La fotografia di Robby Müller inonda queste terre desolate di una luce che William Faulkner avrebbe definito “fulgida, nitida, come se venisse non dall’oggi ma dall’età classica”. Travis ha lo stupore catatonico di un Ulisse che ha perso contemporaneamente Penelope e Telemaco e non ritorna a casa ma, amaramente, nel nulla che lo ha generato. La chitarra di Ry Cooder accompagna con una sottile malinconia questa disgregazione dell’unità familiare, in uno strappo del passato che il tempo non riesce a risanare. Travis viene recuperato dal fratello Walt (Dean Stockwell) ma fatica a inserirsi nella vita civile dopo quattro anni di esilio “in the middle of nowhere”.
Ma Paris, Texas nella seconda parte diventa un atto di contrizione, una consapevolezza che si trasforma in espiazione. Ritornato in sé, venendo a contatto con Hunter, il figlio perduto, Travis ne assume la purezza dello sguardo. Esemplare la scena di padre e figlio che si copiano le camminate ai lati opposti della strada: in quel campo-controcampo risiede tutta la magia di un cinema che svela il segreto del sentimento nascente.
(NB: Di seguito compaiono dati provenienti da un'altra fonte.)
PR #3594, opened 2025-02-23
Add Communicator.shutdownCompleted property in C#

bernardnormier:
This PR adds the shutdownCompleted property to Communicator in C#.

### DIFF
--- a/csharp/src/Ice/Internal/Instance.cs
+++ b/csharp/src/Ice/Internal/Instance.cs
@@ -48,7 +48,8 @@ public sealed class Instance
         get
         {
             // It would be much nicer to wait asynchronously but doing so requires significant refactoring.
-            var tcs = new TaskCompletionSource();
+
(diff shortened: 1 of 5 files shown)


csharp/src/Ice/Internal/Instance.cs
```diff
@@ -43,9 +43,27 @@ public void updateThreadObservers()
         private Instance _instance;
     }
 
-    public bool destroyed()
+    internal Task shutdownCompleted
```
bernardnormier: This PR is purely about providing a nicer API since the implementation waits synchronously.

csharp/src/Ice/Internal/Instance.cs
```diff
@@ -43,9 +43,27 @@ public void updateThreadObservers()
         private Instance _instance;
     }
 
-    public bool destroyed()
```
bernardnormier, line 46: This destroyed method was unused.

pepone (approved):

externl (approved):

PR #3596, opened 2025-02-24
Add CtrlCHandler.setCallback and Communicator.shutdownCompleted in Swift

bernardnormier:
This PR adds these 2 new functions to Swift.

### DIFF
--- a/swift/src/Ice/CommunicatorI.swift
+++ b/swift/src/Ice/CommunicatorI.swift
@@ -41,8 +41,7 @@ class CommunicatorI: LocalObject<ICECommunicator>, Communicator {
 
     func shutdownCompleted() async {
         await Task {
-            // It would be much nicer to wait asynchronously but doing so requires significant refactoring of the C++
-            // code.
+            // It would be nicer to wait asynchronously but doing so requires significant refactoring of the C++ code.
             waitForShutdown()
         }.value
     }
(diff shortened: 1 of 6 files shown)


swift/src/Ice/CommunicatorI.swift
```diff
@@ -39,6 +39,15 @@ class CommunicatorI: LocalObject<ICECommunicator>, Communicator {
         handle.waitForShutdown()
     }
 
+    func shutdownCompleted() async {
+        async let task = Task {
```
bernardnormier, line 43: I verified this code works as expected. Can we write it in a simpler fashion?

swift/src/Ice/CtrlCHandler.swift
```diff
@@ -11,13 +11,20 @@ public final class CtrlCHandler {
...
+    public func setCallback(_ callback: @escaping (Int32) -> Void) {
+        self.handle.setCallback(callback)
+    }
+
     /// Waits until this handler catches a Ctrl+C or similar signal.
     /// - Returns: The signal number.
     public func catchSignal() async -> Int32 {
         return await withCheckedContinuation { continuation in
-            self.handle.catchSignal { signal in
+            let ok = self.handle.catchSignal { signal in
```
bernardnormier, line 24: (For later) We could refactor the IceStorm demo and eliminate this function.

swift/src/Ice/CommunicatorI.swift
externl: I believe you can just do `await Task { ... }.value`. No need for the async let.

externl (approved):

Wenders pone la macchina da presa ad altezza bambino e viaggia da Los Angeles ad Houston con questo particolare punto di vista: le insegne al neon, i tramonti rosso fuoco, le nuvole basse. Tutto è visto come se fosse la prima volta. L’utilizzo delle lenti bifocali pone in primo piano contemporaneamente paesaggio e volto, sottolineando l’importanza dell’elemento naturale sulla mutazione dell’espressione umana. Jane (Nastassja Kinski) si guadagna da vivere lavorando in uno squallido peep-show dalle forti tinte bluastre e rossastre. È la madre dimenticata, la moglie traditrice. Wim Wenders, in maniera geniale, mette Travis e Jane uno di fronte all’altra separati da una parete di vetro trasparente che consente all’uomo di potere osservare senza essere visto. Dalle autostrade assolate americane passiamo improvvisamente ai toni scuri di un teatrino di periferia con annessa rock band.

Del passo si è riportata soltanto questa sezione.